REQUIREMENT: Below are the records; output them exactly from the first line through the line with "Easier to modify because more orderly and", stopping there.

==== INFORMATION ====

PR #736, opened 2024-07-09
Code refactoring, more readable and easier to modify

Angel-Karasu:
###  Global variables
Reduce the number of processor calculations and easier to modify because only one change is needed instead of several

### Breaklines
Easier to modify because shorter code is more readable

### Empty `__init__.py` files
Empty so useless

### `--log` flag
The `--log` flag has been renamed to `--stats`

### `utils` folder to `config` folder
Easier to modify because more orderly folders

### Flags
Easier to modify because more orderly code

###  Imports and variables alphabetically
Easier to modify because more orderly and readable code

### `from pkg import objects` instead of `import pkg`
Easier to modify because more readable code


auto_cpufreq/battery_scripts/ideapad_laptop.py
```diff
@@ -17,14 +16,14 @@ def get_threshold_value(mode):
...
     try:
-        subprocess.check_output(f"echo {value} | tee /sys/bus/platform/drivers/ideapad_acpi/VPC2004:00/conservation_mode", shell=True, text=True)
+        subprocess.check_output(f"echo {value} | tee {CONSERVATION_MODE_FILE}", shell=True, text=True)
         print(f"conservation_mode is {value}")
     except: print("unable to set conservation mode")
     return
 
 def check_conservation_mode():
     try:
-        value = subprocess.check_output("cat /sys/bus/platform/drivers/ideapad_acpi/VPC2004:00/conservation_mode", shell=True, text=True)
```
AdnanHodzic, line 27: I actually like this change a lot, and I even suggested it in original PR.

auto_cpufreq/battery_scripts/ideapad_laptop.py
```diff
@@ -17,14 +16,14 @@ def get_threshold_value(mode):
...
+        value = subprocess.check_output(["cat", CONSERVATION_MODE_FILE], text=True)
```
AdnanHodzic, line 26: I actually like this change a lot, and I even suggested it in original PR.

auto_cpufreq/bin/auto_cpufreq.py
```diff
@@ -58,37 +48,20 @@ def config_info_dialog():
...
-                    countdown(2)
-                except KeyboardInterrupt: break
-            conf.notifier.stop()
-        elif monitor:
+        # set governor override unless None or invalid
+        if force is not None:
+            not_running_daemon_check()
+            root_check() # Calling root_check before set_override as it will require sudo access
+            set_override(force) # Calling set override, only if force has some values
+
```
AdnanHodzic, line 56: I fail to see how were all the lines on replaced with these new changes?  

Or was it moved to lines starting 113:

```
        elif daemon:
            config_info_dialog()
            root_check()
            file_stats()
            if IS_INSTALLED_WITH_SNAP and dcheck == "enabled":
                gnome_power_detect_snap()
                tlp_service_detect_snap()
            elif not IS_INSTALLED_WITH_SNAP:
                gnome_power_detect()
                tlp_service_detect()
            battery_setup()
            conf.notifier.start()
            while True:
                try:
                    footer()
                    gov_check()
                    cpufreqctl()
                    distro_info()
                    sysinfo()
                    set_autofreq()
                    countdown(2)
```

auto_cpufreq/bin/auto_cpufreq.py
```diff
@@ -115,7 +88,7 @@ def config_info_dialog():
             battery_setup()
             battery_get_thresholds()
             conf.notifier.start()
-            if os.getenv("PKG_MARKER") == "SNAP":
+            if IS_INSTALLED_WITH_SNAP:
```
AdnanHodzic, line 91: I also like what you did with global vars, as indeed this might be more readable.

auto_cpufreq/bin/auto_cpufreq.py
Angel-Karasu: The order has been changed to match the order of commands when you do `auto-cpufreq --help`.

auto_cpufreq/bin/auto_cpufreq.py
```diff
@@ -137,59 +110,32 @@ def config_info_dialog():
...
-            footer()
-        elif donate:
-            footer()
-            print("If auto-cpufreq helped you out and you find it useful ...\n")
-            print("Show your appreciation by donating!")
-            print("https://github.com/AdnanHodzic/auto-cpufreq/#donate")
-            footer()
+            battery_setup()
+            conf.notifier.start()
+            while True:
```
AdnanHodzic, line 125: Were all the changes on the left moved to some other lines? 

As I see big debug part being moved to i.e start 233:

```
        elif debug:
            # ToDo: add status of GNOME Power Profile service status
            config_info_dialog()
            root_check()
            battery_get_thresholds()
            cpufreqctl()
            footer()
            distro_info()
            sysinfo()
            print()
            app_version()
            print()
            python_info()
            print()
            device_info()
            print(f"Battery is: {'' if charging() else 'dis'}charging")
            print()
            app_res_use()
            get_load()
            get_current_gov()
            get_turbo()
            footer()
```

auto_cpufreq/bin/auto_cpufreq.py
```diff
@@ -231,15 +161,14 @@ def config_info_dialog():
...
+            if IS_INSTALLED_WITH_SNAP:
                 print("Detected auto-cpufreq was installed using snap")
                 # refresh snap directly using this command
                 # path wont work in this case
 
                 print("Please update using snap package manager, i.e: `sudo snap refresh auto-cpufreq`.")
                 #check for AUR 
-            elif subprocess.run(["bash", "-c", "command -v pacman >/dev/null 2>&1"]).returncode == 0 and subprocess.run(["bash", "-c", "pacman -Q auto-cpufreq >/dev/null 2>&1"]).returncode == 0:
-                print("Arch-based distribution with AUR support detected. Please refresh auto-cpufreq using your AUR helper.")
+            elif IS_INSTALLED_WITH_AUR: print("Arch-based distribution with AUR support detected. Please refresh auto-cpufreq using your AUR helper.")
```
AdnanHodzic, line 171: @shadeyg56 since IIRC you run Arch, can you confirm this line still works on your side?

auto_cpufreq/bin/auto_cpufreq_gtk.py
```diff
@@ -1,13 +1,8 @@
 #!/usr/bin/env python3
-
-import sys
-
-sys.path.append("../")
```
AdnanHodzic, line 5: How come this was not not needed at all?

auto_cpufreq/bin/auto_cpufreq.py
Angel-Karasu: The order has been changed to match the order of commands when you do `auto-cpufreq --help`

nix/patches/prevent-install-and-copy.patch
```diff
@@ -1,88 +1,73 @@
 diff --git a/auto_cpufreq/core.py b/auto_cpufreq/core.py
-index 99397a9..16869ab 100755
```
AdnanHodzic, line 2: @shadeyg56 if you could also check Nix part since I don't use it that would be great, thanks!

auto_cpufreq/bin/auto_cpufreq_gtk.py
Angel-Karasu: I don't know why it's not necessary at all, but as that is still working when I remove it, I'm removing it

auto_cpufreq/bin/auto_cpufreq.py
Angel-Karasu: I'm on Artix (Arch based) and it works to detect if `auto-cpufreq` has been installed with AUR

auto_cpufreq/bin/auto_cpufreq_gtk.py
Angel-Karasu: When one execute `auto-cpufreq` command, it calls `/opt/auto-cpufreq/venv/bin/auto-cpufreq` file, and it import `from auto_cpufreq.bin.auto_cpufreq import main` so it seems that the root folder is auto_cpufreq

auto_cpufreq/bin/auto_cpufreq.py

====

SOLUTION FOR THIS TASK:
PR #736, opened 2024-07-09
Code refactoring, more readable and easier to modify

Angel-Karasu:
###  Global variables
Reduce the number of processor calculations and easier to modify because only one change is needed instead of several

### Breaklines
Easier to modify because shorter code is more readable

### Empty `__init__.py` files
Empty so useless

### `--log` flag
The `--log` flag has been renamed to `--stats`

### `utils` folder to `config` folder
Easier to modify because more orderly folders

### Flags
Easier to modify because more orderly code

###  Imports and variables alphabetically
Easier to modify because more orderly and readable code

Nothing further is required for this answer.